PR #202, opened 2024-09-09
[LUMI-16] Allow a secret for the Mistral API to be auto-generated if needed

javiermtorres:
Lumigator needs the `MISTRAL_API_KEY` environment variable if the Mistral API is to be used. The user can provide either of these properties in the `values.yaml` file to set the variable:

■ EXERCISE INSTRUCTIONS:
Take from the listing above each line in which the string "Mistral" is found.

■ EXPECTED OUTPUT:
[LUMI-16] Allow a secret for the Mistral API to be auto-generated if needed
Lumigator needs the `MISTRAL_API_KEY` environment variable if the Mistral API is to be used. The user can provide either of these properties in the `values.yaml` file to set the variable:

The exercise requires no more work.